Leggett-Garg inequality in Markovian quantum dynamics: role of temporal sequencing of coupling to bath

We study Leggett-Garg inequalities (LGIs) for a two level system (TLS) undergoing Markovian dynamics described by unital maps. We find analytic expression of LG parameter $K_{3}$ (simplest variant of LGIs) in terms of the parameters of two distinct unital maps representing time evolution for intervals: $t_{1}$ to $t_{2}$ and $t_{2}$ to $t_{3}$. We show that the maximum violation of LGI for these maps can never exceed well known L\"{u}ders bound of $K_{3}^{L\ddot{u}ders}=3/2$ over the full parameter space. We further show that if the map for the time interval $t_{1}$ to $t_{2}$ is non-unitary unital then irrespective of the choice of the map for interval $t_{2}$ to $t_{3}$ we can never reach L\"{u}ders bound. On the other hand, if the measurement operator eigenstates remain pure upon evolution from $t_{1}$ to $t_{2}$, then depending on the degree of decoherence induced by the unital map for the interval $t_{2}$ to $t_{3}$ we may or may not obtain L\"{u}ders bound.

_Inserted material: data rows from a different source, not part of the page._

Issue #65473, opened 2019-10-16
Support index size != pointer width


nw0:
## Preliminaries
`usize` is the pointer-sized unsigned integer type [1].
It is also Rust's index type for slices and loops; this definition works well when pointer size corresponds to the space of indexable objects (most targets today). Informally, `uintptr_t == size_t`.

Note that the target pointer width is indisputably set by the LLVM data layout string.
It would be correct to say that it is currently impossible to have `usize` different to `target_pointer_width` without breaking numerous assumptions in rustc [2, 3].

Unfortunately, `uintptr_t == size_t` doesn't hold for all architectures. For context, I've worked toward (not active) compiling Rust for MIPS/CHERI (CHERI128) [4]. This target has 128-bit capability pointers (as in layout string), and a 64-bit processor and address space.

I also assume that we don't want programmers messing with pointers in Safe Rust, and that they shouldn't have to care how a pointer (or reference) is represented/manipulated by an architecture.

## Problem
I think that more than one type is necessary here, to distinguish between the "index" or "size" component of a pointer (a la `size_t`), and the space required to contain a pointer (`uintptr_t`).

To me, the ideal solution is to change `usize` to be in line with `size_t` and not `uintptr_t`. As @briansmith [notes](https://github.com/rust-lang/rfcs/issues/1748#issuecomment-475368575), this would be a breaking semantic change. I claim that this is only problematic on architectures where `uintptr_t != size_t`. As such, code breakage from changing this assumption is constrained to targets where the code was _already_ broken.

Why not have a 128-bit `usize`? This _is_ technically feasible, and it's the basis of my compilation of Rust for CHERI. But:
* Bounds checks explode from 2 instructions to 7. Yes, this occurs with optimisation on, but no, I haven't profiled it on real-world applications.
* rustc tries to index into LLVM intrinsics such as `memcpy` with 128-bit integers. This isn't defined in the backend, and _arguably shouldn't be defined_. I will not be the first person to wonder why `memcpy` doesn't generate any instructions.
* The address space is 64 bits. `ptr as int` gives an LLVM `i64`, which can't be cast/isn't comparable to an `i128`; again there is no good reason to manipulate 128-bit integers here. Likewise when calling `inttoptr`, which is a valid instruction even if the result can't be dereferenced [5].

As for a `uintptr_t` type. It's optionally defined in C; I'm not sure programmers want to use such a type, and it could be relegated to the compiler. I haven't thought about this seriously, though.

[...]

PR #88668, opened 2021-09-05
Change more x64 size checks to not apply to x32.

hvdijk:
Commit 95e096d6 changed a bunch of size checks already, but more have
been added, so this fixes the new ones the same way: the various size
checks that are conditional on target_arch = "x86_64" were not intended
to apply to x86_64-unknown-linux-gnux32, so add
target_pointer_width = "64" to the conditions.

### DIFF
--- a/compiler/rustc_middle/src/mir/mod.rs
+++ b/compiler/rustc_middle/src/mir/mod.rs
@@ -1708,7 +1708,7 @@ pub struct Place<'tcx> {
     pub projection: &'tcx List<PlaceElem<'tcx>>,
 }
 
-#[cfg(target_arch = "x86_64")]
+#[cfg(all(target_arch = "x86_64", target_pointer_width = "64"))]
 static_assert_size!(Place<'_>, 16);
 
 #[derive(Copy, Clone, Debug, PartialEq, Eq, PartialOrd, Ord, Hash)]
@@ -2034,7 +2034,7 @@ pub enum Operand<'tcx> {
     Constant(Box<Constant<'tcx>>),
 }
 
-#[cfg(target_arch = "x86_64")]
+#[cfg(all(target_arch = "x86_64", target_pointer_width = "64"))]
 static_assert_size!(Operand<'_>, 24);
 
 impl<'tcx> Debug for Operand<'tcx> {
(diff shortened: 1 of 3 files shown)


CryZe:
Do these even need the target_arch at all and not just the pointer width?

hvdijk:
> Do these even need the target_arch at all and not just the pointer width?

Good question. I think some of the checks could potentially fail if some target has 64-bit pointers that do not require 64-bit alignment, but I do not know whether Rust supports any such target. I wouldn't want to have that change as part of this one in case it needs to be reverted (the revert would break x32 again), but I can submit it as a followup PR if you like.

jrtc27:
Does `target_pointer_width` mean `sizeof(void *)` or `log2(__UINTPTR_MAX__ + 1)` (i.e. is it defined to be the size of a pointer or the range you can address)? If the latter, using a bare `target_pointer_width == 64` would make things worse for CHERI, where pointers carry additional metadata beyond the address by using "capabilities", so 64-bit architectures have 128-bit pointers but still only a 64-bit address space (even the current patch would cause issues for a CHERI x86_64, but that is so far just a sketch in our ISA spec). The former is fine for CHERI but is often not what people use these kinds of things to mean.

(See also #65473 that tracks `usize` as defined conflating the ideas of `size_t` and `uintptr_t`)

hvdijk:
> Does `target_pointer_width` mean `sizeof(void *)` or `log2(__UINTPTR_MAX__ + 1)` (i.e. is it defined to be the size of a pointer or the range you can address)?

That's not clear to me from the specification. https://doc.rust-lang.org/reference/conditional-compilation.html#target_pointer_width just says "Key-value option set once with the target's pointer width in bits."

> If the latter, using a bare `target_pointer_width == 64` would make things worse for CHERI, where pointers carry additional metadata beyond the address by using "capabilities",

Let's play it safe and forget about that for now, then.

> (even the current patch would cause issues for a CHERI x86_64, but that is so far just a sketch in our ISA spec)

The current patch wouldn't cause issues for that, as it doesn't enable any static asserts that were previously disabled: any assert that would fail with this patch already fails the same way without this patch.

jrtc27:
> > Does `target_pointer_width` mean `sizeof(void *)` or `log2(__UINTPTR_MAX__ + 1)` (i.e. is it defined to be the size of a pointer or the range you can address)?
> 
> That's not clear to me from the specification. https://doc.rust-lang.org/reference/conditional-compilation.html#target_pointer_width just says "Key-value option set once with the target's pointer width in bits."
> 
> > If the latter, using a bare `target_pointer_width == 64` would make things worse for CHERI, where pointers carry additional metadata beyond the address by using "capabilities",
> 
> Let's play it safe and forget about that for now, then.
> 
> > (even the current patch would cause issues for a CHERI x86_64, but that is so far just a sketch in our ISA spec)
> 
> The current patch wouldn't cause issues for that, as it doesn't enable any static asserts that were previously disabled: any assert that would fail with this patch already fails the same way without this patch.

Agreed :) and there are already asserts of that form elsewhere

joshtriplett:
This seems reasonable to me.

@bors r+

Specifically, we find that if the unital map for interval $t_{2}$ to $t_{3}$ leads to the shrinking of the Bloch vector beyond half of its unit length, then achieving the bound $K_{3}^{L\ddot{u}ders}$ is not possible. Hence our findings not only establish a threshold for decoherence which will allow for $K_{3} = K_{3}^{L\ddot{u}ders}$, but also demonstrate the importance of temporal sequencing of the exposure of a TLS to Markovian baths in obtaining L\"{u}ders bound.